From the Monroe Doctrine to the War on Terror, the last couple of centuries has been marked by a battle between labour and capital, between the haves and the have-nots, masked by the words of our rulers as the struggle between ‘freedom’ and ‘authoritarianism’ or whatever’s current. Or if you like, to use the Platonic analogy, “Lies are thus necessary to protect the superior few from the persecution of the vulgar many.”

Short of a revolution, removing Wolfowitz and co might reflect the fact that ‘Plato unbound’ is a step too far but if so, this would reflect the fact that in relying too much on the thoughts of a long dead philosopher, the ‘neo-cons’ have come to believe their own propaganda. And there is a smug complacency about their view of the world, that like Nixon, holed up in the White House, stoned out of his skull on various and sundry pills, he
thought nobody was looking. Indeed, so assured was he that nobody was looking, he felt it necessary to record everything he said for posterity to satisfy his own vanity. Such is the vanity induced by power, that unlimited power would seem induce unlimited vanity.
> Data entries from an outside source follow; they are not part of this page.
PR #575, opened 2019-12-31
text driver review

peterdd:
- documented way (workaround) to make it working without changing ADOdb 5 core files
- fixed the example eval strings
- fixed some of the code style while going through

see also changes at https://adodb.org/dokuwiki/doku.php?id=v5:database:text

### DIFF
--- a/drivers/adodb-text.inc.php
+++ b/drivers/adodb-text.inc.php
@@ -9,8 +9,8 @@
 /*
 Setup:
 
- 	$db = NewADOConnection('text');
- 	$db->Connect($array,[$types],[$colnames]);
+ 	$db = ADONewConnection('text');
+ 	$db->connect($array, [$types], [$colnames]);
 
 	Parameter $array is the 2 dimensional array of data. The first row can contain the
 	column names. If column names is not defined in first row, you MUST define $colnames,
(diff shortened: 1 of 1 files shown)


drivers/adodb-text.inc.php
```diff
@@ -176,32 +179,37 @@ function Connect(&$array, $types = false, $colnames = false)
...
-	function _query($sql,$input_arr,$eval=false)
+	function _query($sql, $input_arr, $eval=false)
 	{
 		if ($this->_origarray === false) return false;
 
-		$eval = $this->evalAll;
+		if (!is_string($eval)) {
+			// This looks like a workaround for ADOdb 5 not having a 3rd execute() parameter by setting
+			// that evalAll object variable before calling execute()
+			$eval = $this->evalAll;
```
dregad: The _evalAll_ property is actually not defined anywhere.

The _ADOConnection_ class does define *$_evalAll*, but it is not used anywhere so maybe it should be removed from that class and defined in *ADODB_text* instead ? 

In any case, the property's name should be consistent.

peterdd: Yeah, I found this $_evalAll defined later too in the ADOConnection class and wanted ask that question about too. I'm fine with the removal of it from the ADOConnection class and keep that hacky stuff in the ADODB_text class.

peterdd: > and automatically clear it after query execution ?

Yes, I thought also about it, but was unsure what the original author had in mind with setting and use of the 'evalAll' variable.

dregad:
> > and automatically clear it after query execution ?
> 
> Yes, I thought also about it, but was unsure what the original author had in mind with setting and use of the 'evalAll' variable.

Considering that the original author is gone, that there is an obvious inconsistency in variable naming and that this is the only place that this property is being used, IMO the risk of such change is really low.

dregad:
@peterdd what is the status of this PR ?

peterdd:
Nothing new on this front. Generally I still wish to keep something text/proxy/csv driverlike in ADOdb, but more important is progress on PHP8 and xmlschema stuff. And bring the 5.20, 5.21, master branches back in sync if possible, so I do not mess up too easily when doing PR. I usually do/prefer doing PR against master as it is easier for me to stick to one branch. I thought master will be the 5.21, but it seems it is now 5.20,5.21,5.22 branch?

PR #592, opened 2020-01-08
fix descr tag in session_schema2.xml

peterdd:


peterdd:
see also #595 and #594

dregad:
Fixed in 88106d48a4e6c0d212ba9f82f57a0ef91efb12dd.

PR #593, opened 2020-01-08
fix descr tag in session_schema.xml

peterdd:


dregad:
For the changelog, can you please open an issue briefly describing the reason for this change, and referencing this and #592.

I suppose this is related to #265 and the discussion in https://github.com/dregad/ADOdb/commit/4deada337f19e4e1ba0e3af7310f9d9a4993f4ab#commitcomment-36716892 ?

peterdd:
Yes, but I do care more about the xmlschema03 that is really used.
This file is about version 0.2 (xmlschema02) which dtd not even exists, but I fixed the xml file for completion.

Also see #595 and #594

dregad:
Fixed in 88106d48a4e6c0d212ba9f82f57a0ef91efb12dd.

PR #594, opened 2020-01-10
valid xmlschema03.dtd

peterdd:
Trying to make the xmlschema03.dtd a valid one following https://www.w3.org/TR/xml11/ , so it can be used for validation of xmlschema03 xml files.


dregad:
Fixed in 88106d48a4e6c0d212ba9f82f57a0ef91efb12dd

PR #605, opened 2020-01-26
Array to string conversion on exception with query parameters

### LINKED ISSUE #601: Array to string conversion on exception with query parameters
The ADODB_Exception constructor does not handle queries with parameter arrays. Patch attached.

[adodb-fix-exception-param.patch.txt](https://github.com/ADOdb/ADOdb/files/4076397/adodb-fix-exception-param.patch.txt)

hschletz:
Fixes #601

### DIFF
--- a/adodb-exceptions.inc.php
+++ b/adodb-exceptions.inc.php
@@ -29,6 +29,9 @@ var $database = '';
 
 	function __construct($dbms, $fn, $errno, $errmsg, $p1, $p2, $thisConnection)
 	{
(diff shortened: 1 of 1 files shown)


dregad:
Following discussion in https://github.com/ADOdb/ADOdb/issues/601#issuecomment-579771136, considering that the proposed patch is only addressing the symptoms of the problem instead of its root cause, this PR will be closed without merge.

dregad:
The actual fix for this was committed in 0e813bcc8da0985559ec9e9ce7b3ba882f381d9a.

Issue #604, opened 2020-01-26
MySQL Affected_Rows() returns number of rows selected instead of false for SELECT statements


mariobernheim:
Hi, 
```
<?php
$sql = "SELECT * from subscribers WHERE number='".$number."' AND service_id='".$service_id."' LIMIT 1";
$rs  = $Conn->execute($sql);
if ($Conn->Affected_Rows()) {
    $active = $rs->fields['active'];    
    
    echo return_json_status("3","Number $number is subscribed to $service_id and is set active=$active");
    die("");
}
?>
```

For some reason this works... however, from the ADOdb Documentation, its not supposed to:

`https://adodb.org/dokuwiki/doku.php?id=v5:reference:connection:affected_rows`

Database: MySQL 5.7
Driver: Mysqli
PHP Version: PHP 7.0.33
ADOdb Version: V5.18

mnewnham:
Database? Driver? PHP Version? ADOdb Version?

mariobernheim:
Database: MySQL 5.7
Driver: Mysqli
PHP Version: PHP 7.2
ADOdb Version:  v5.20.14

mariobernheim:
Database: MySQL 5.7
Driver: Mysqli
PHP Version: PHP 7.0.33
ADOdb Version: V5.18

mariobernheim:
For references... I just tested this these

PHP Version: 7.2.25
ADOdb Version: v5.20.14

I do SELECT * from table limit 1 and Affected_Rows(); returns 1

mnewnham:
This is due to a change in the behavior of the underlying mysqli_affected_rows(), which according to [The PHP documentation](https://www.php.net/manual/en/mysqli.affected-rows.php), now acts as mysqli_num_rows() for SELECT statements. In order to maintain cross-database compatibility, we need to suppress this behavior.

mariobernheim:
Thanks, so for all purposes, we should be able to use Affected_Rows(); on all SELECT's as well and can consider it reliable?

mnewnham:
No, you should not, because no other database supports it. The code will be changed so that it conforms to our standard, i.e. It will return false for SELECT statements

mariobernheim:
Should we use RecordCount(); instead?

mnewnham:
absolutely

peterdd:
[...]

PR #607, opened 2020-01-27
Retrieve SQL Server Affected Rows early before connection closes

### LINKED ISSUE #590: mssqlnative query are not correctly closed
In  drivers/adodb-mssqlnative.inc.php
method _close() contains a bug causing this method do nothing
`if(is_object($this->_queryID)) {`
is wrong because $this->_queryID is not an object but a resource (probable copy/paste from PDO version) 
it should be 
`if(is_resource($this->_queryID)) {`
It cause extra cursor left open, and if there's multiple big query on the same DB blocs through a getrow it can cause a deadlock, it's not common on normal operation but I've spend hours on a such bug due to a bugged query. Could be an issue on long worker too.

### LINKED ISSUE #606: Fix #590 causes SQL Server Affected_rows() to fail
Affected_rows() for SQL Server requires a query resource id available after the completion of a query, but fix #590 causes the query to be closed at an early stage, before ``execute()`` has ended. This means that the query resource is no longer available.

mnewnham:
Patch for #590 closes the connection early, making affected_rows() fail. In addition, the value returned for an invalid query (-1) does not conform to the ADOdb standard (false). Affected Rows is now retrieved immediately after query execution and stored for later use.

Fixes #606 

@dregad This needs to go into the new release, if you've already built it, I'm afraid we need to create a hotfix

### DIFF
--- a/drivers/adodb-mssqlnative.inc.php
+++ b/drivers/adodb-mssqlnative.inc.php
@@ -93,6 +93,11 @@ class ADODB_mssqlnative extends ADOConnection {
 
 	var $sequences = false;
 	var $mssql_version = '';
+	
+	/*
+	* Stores the affected rows after a query
+	*/
+	private $sqlServerAffectedRows = -1;
 
 	function __construct()
 	{
@@ -162,8 +167,13 @@ class ADODB_mssqlnative extends ADOConnection {
 
 	function _affectedrows()
 	{
-		if ($this->_queryID)
-		return sqlsrv_rows_affected($this->_queryID);
+		/*
+		* If a non-update statement, sql server returns
+		* -1, ADODb needs false
+		*/
+		if ($this->sqlServerAffectedRows == -1)
+			return false;
+		return $this->sqlServerAffectedRows;
 	}
 
 	function GenID($seq='adodbseq',$start=1) {
@@ -595,6 +605,12 @@ class ADODB_mssqlnative extends ADOConnection {
 
 		if ($this->debug) ADOConnection::outp("<hr>running query: ".var_export($sql,true)."<hr>input array: ".var_export($inputarr,true)."<hr>result: ".var_export($rez,true));
 
+		/*
+		* Store off the affected rows for retrieval later
+		*/
+		$this->sqlServerAffectedRows = sqlsrv_rows_affected($rez);
+		
+		
 		if(!$rez)
 			$rez = false;
 
--- a/drivers/adodb-mssqlnative.inc.php
+++ b/drivers/adodb-mssqlnative.inc.php
@@ -608,7 +608,8 @@ class ADODB_mssqlnative extends ADOConnection {
 		/*
 		* Store off the affected rows for retrieval later
 		*/
-		$this->sqlServerAffectedRows = sqlsrv_rows_affected($rez);
+		if (is_resource($rez))
+			$this->sqlServerAffectedRows = sqlsrv_rows_affected($rez);
 		
 		
 		if(!$rez)
--- a/drivers/adodb-mssqlnative.inc.php
+++ b/drivers/adodb-mssqlnative.inc.php
@@ -606,11 +606,21 @@ class ADODB_mssqlnative extends ADOConnection {
 		if ($this->debug) ADOConnection::outp("<hr>running query: ".var_export($sql,true)."<hr>input array: ".var_export($inputarr,true)."<hr>result: ".var_export($rez,true));
 
 		/*
-		* Store off the affected rows for retrieval later
+		* Store off the affected rows for retrieval later. There is no
+		* good way of getting a rowcount for a select statement
 		*/
-		if (is_resource($rez))
+		if (is_resource($rez) && !preg_match('/(SELECT COUNT)/',$sql))
+		{
+			//$recordCount = _adodb_getcount($this, $sql,$inputarr);
+			//print "RC=$recordCount"; exit;
+		}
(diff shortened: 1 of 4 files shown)


dregad:
> This needs to go into the new release, if you've already built it, I'm afraid we need to create a hotfix

I was planning to cut the release yesterday, but got sidetracked and did not have time to finalize it, so it can still go in as-is. But in anycase, a hotfix would be no problem either.

What is the relationship between this and #606 ? Seems to be the same or similar issue.

mnewnham:
It is, its just the pull request for you to work with, no?

dregad:
I thought so, but as you had not referenced issue #606 in this PR I just wanted to make sure.

dregad:
Considering that #590 was released in 5.20.16, I suppose that the regression is present there as well, so should I backport the fix and cut a 5.20.17 hotfix ?

drivers/adodb-mssqlnative.inc.php
```diff
@@ -595,6 +605,12 @@ function _query($sql,$inputarr=false)
 
 		if ($this->debug) ADOConnection::outp("<hr>running query: ".var_export($sql,true)."<hr>input array: ".var_export($inputarr,true)."<hr>result: ".var_export($rez,true));
 
+		/*
+		* Store off the affected rows for retrieval later
+		*/
+		$this->sqlServerAffectedRows = sqlsrv_rows_affected($rez);
```
dregad: According to [documentation](https://docs.microsoft.com/en-us/sql/connect/php/sqlsrv-query?view=sql-server-ver15#return-value), sqlsrv_query() returns _false_ if the statement cannot be created and/or executed.

I didn't test this, but I suppose that in such scenario, `sqlsrv_rows_affected($rez)` would throw some kind of error / warning.

Maybe better to do:
```php
if (!$rez) {
    $this->sqlServerAffectedRows = -1;
    return false;
} else {
    $this->sqlServerAffectedRows = sqlsrv_rows_affected($rez);
}
```

obmsch:
@dregad +1 to backport and for the additional check.

And for the sake of clarity the comment:
```
  * If a non-update statement, sql server returns
  * -1, ADODb needs false  
```
should be:
```
  * If sql server affected rows is -1 return false (ADOdb required)
```
My point is: There are other statements than update (delete, insert, ...) where
the affected rows are >= 0. Effectively (sql server) -1 matches false (ADOdb).

mnewnham:
>should be:
> If sql server affected rows is -1 return false (ADOdb required)

I disagree, the original statement not only explains why the value returned is -1, It explains what value ADOdb requires in a concise manner that is both grammatically and syntactically correct. Your revision eliminates the explanation that it is a non-update that is returning -1, as well as introducing a needlessly complex parenthetical statement.

In other news, I've added a test against the query result which improves the robustness of the check in case of a failed query.

dregad:
>  I've added a test against the query result which improves the robustness of the check in case of a failed query.

Thanks, although I'm not sure why an additional if statement is needed, since the conditions are mutually exclusive (we either get a resource, or false). But that's a nitpick and I can live with that.

I'm still concerned that by not resetting _sqlServerAffectedRows_ property after a failed query execution. there is a risk that an incorrect value could be returned by *Affected_Rows()*, for example in the following scenario: query 1 successfully updates 3 records, then update query 2 fails; in that case sqlServerAffectedRows == 3 but it should be -1 / false. Sorry I can't actually test, I don't have a MSSQL setup

As for the -1 vs false discussion, I think @obmsch's point was that your comment explicitly refers to *update* statements, implying that *delete/update* also return -1 which is incorrect. Anyway IMO the whole point is moot and the code block could even be removed because this is already taken care of by [Affected_Rows() function, line 1483](https://github.com/ADOdb/ADOdb/blob/517c8adc141d9375079729d0cf04deb8c6840113/adodb.inc.php#L1483) :

```php
$val = $this->_affectedrows();
return ($val < 0) ? false : $val;
```

mnewnham:
> update statements, implying that delete/update also return -1 which is incorrect. Anyway IMO the whole point is moot and the code block could even be removed
Which code block?

dregad:
> Which code block?

Apologies, I should have been explicit. I meant this
https://github.com/ADOdb/ADOdb/pull/607/files#diff-5f880e0824d7dd21bee7e18f6e54c4f8R170-R175

mnewnham:
Yes, I can see what you are getting at, which raises a couple of questions for me,

I think that the way Affected_Rows() handles the mssql data and actually returns the right value is more luck than skill. It looks like it was more designed to trap general errors. 

My first question on this is should we create a rule that the driver handle the query response correctly in` driver::_affectedRows()` and return the correct values (i.e. false or a number >= 0) to `adoconnection:affected_rows()` and not rely on the latter massaging any incorrect return values. Looking at #604, It's clear that we are going to have to make the mysql driver do the work to return the correct values.  This does also have the benefit of keeping driver specific code out of the core functions.

Secondly, looking at the top of the Affected_Rows() function, it looks as if the function will not return the correct value for mssql if performance monitoring is enabled.  I haven't tested it, but it looks as though it will return -1 rather than false

dregad:
@mnewnham since you closed this, can the [SQL-Server-Affected-Rows](https://github.com/ADOdb/ADOdb/tree/SQL-Server-Affected-Rows) be deleted ?

mnewnham:
I've deleted the branch, but kept a local copy. I've no idea where this stands but it is so far out of date it will need to be re-coded anyway

PR #633, opened 2020-09-17
Update datadict-postgres.inc.php

jmruiz84:
ChangeTableSQL function override. Inheritance from ADODB DataDict does not work This new function has been verified in postgresql 12.2
#634

### DIFF
--- a/datadict/datadict-postgres.inc.php
+++ b/datadict/datadict-postgres.inc.php
@@ -539,8 +539,9 @@ CREATE [ UNIQUE ] INDEX index_name ON table
 		if ( empty($cols)) {
 			$sqlResult=$this->CreateTableSQL($tablename, $flds, $tableoptions);
 		} else {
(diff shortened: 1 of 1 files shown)


datadict/datadict-postgres.inc.php
```diff
@@ -516,4 +516,47 @@ function _GetSize($ftype, $ty, $fsize, $fprec, $options=false)
...
+				// genfields can return FALSE at times
+				if ($lines == null) 
+					$lines = array();
+				$alter = 'ALTER TABLE ' . $this->TableName($tablename);
+				foreach ( $cols as $id => $v ){
+					if ( !isset($lines[$id]) ){
+						$sqlResult[] = $alter . $this->dropCol . ' ' . $v->name;
+					}
+				}
+			}
```
jmruiz84, line 557: dropcol function defined in this class does not work, I manage the removal of the column manually

PR #639, opened 2020-10-23
do not use name quotes in pdo-dblib

pauljaks:
When using with MSSQL database adding quotes around table names fails (for example UPDATE "dbo.testTable" ).


dregad:
@mnewnham I let you review and decide what to do with this; set Milestone as needed.

mnewnham:
I feel this overlaps with something else, or a requested global feature change. I'm not marking duplicate yet until I've reviewed the code but please don't pull

dregad:
@mnewnham did you get a chance to review ?

mnewnham:
I'll look at it tomorrow

mnewnham:
I've reviewed this and here are my findings and some background:

1. pdo_dblib is the Linux only freetds connector to SQL Server databases. Support for Windows was removed from PHP in 5.3.
2. Since that removal, MS has introduced the Native Mode and PDO drivers for Linux, effectively obsoleting this driver.
3. If we want to retain this driver, I think we should:
    -   Rename the pdo_mssql driver to pdo_dblib and merge any new dblib changes it
    -  Deprecate and remove the mssql driver. 
4. Finally, [This discussion](https://github.com/FreeTDS/freetds/issues/321) at FreeTDS addresses the issue raised here. I see no reason to make any changes in our driver.

dregad:
Thanks for your research. So if I'm reading you right, this PR should be closed as "won't fix".

Considering that we have cross-platform Microsoft-supported drivers, I don't see much point in maintaining a linux-only one so we might as well deprecate/remove it and save ourselves the maintenance effort. That's a separate work item though, and should be tracked in its own issue/PR.

mnewnham:
Agreed

dregad:
Closing PR per reasons given above.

And here, to return approximately to Plato’s time once more, we have the Achiles Heel of the ‘neo-con’ agenda that also reveals the bankruptcy of the Platonic ‘ideal’ upon which the American agenda apparently rests. The idea that there is some kind of ‘natural’ order of things, that naturally of course, the rich and powerful happen to be those most suited to be rich and powerful and rule the rest of us, the ‘great unwashed’.

If we have learnt anything from the past century or so, and I think we have, it’s that the ‘natural order’ of things is anything but. What scares the rulers more than anything else is the knowledge that we have pierced the veil they have drawn over our lives and in fits and starts, challenged the ‘natural order’. That Wolfowitz, Perle and co have in actuality, feet of clay and what could be better proof of this than the invasion of Iraq and its aftermath.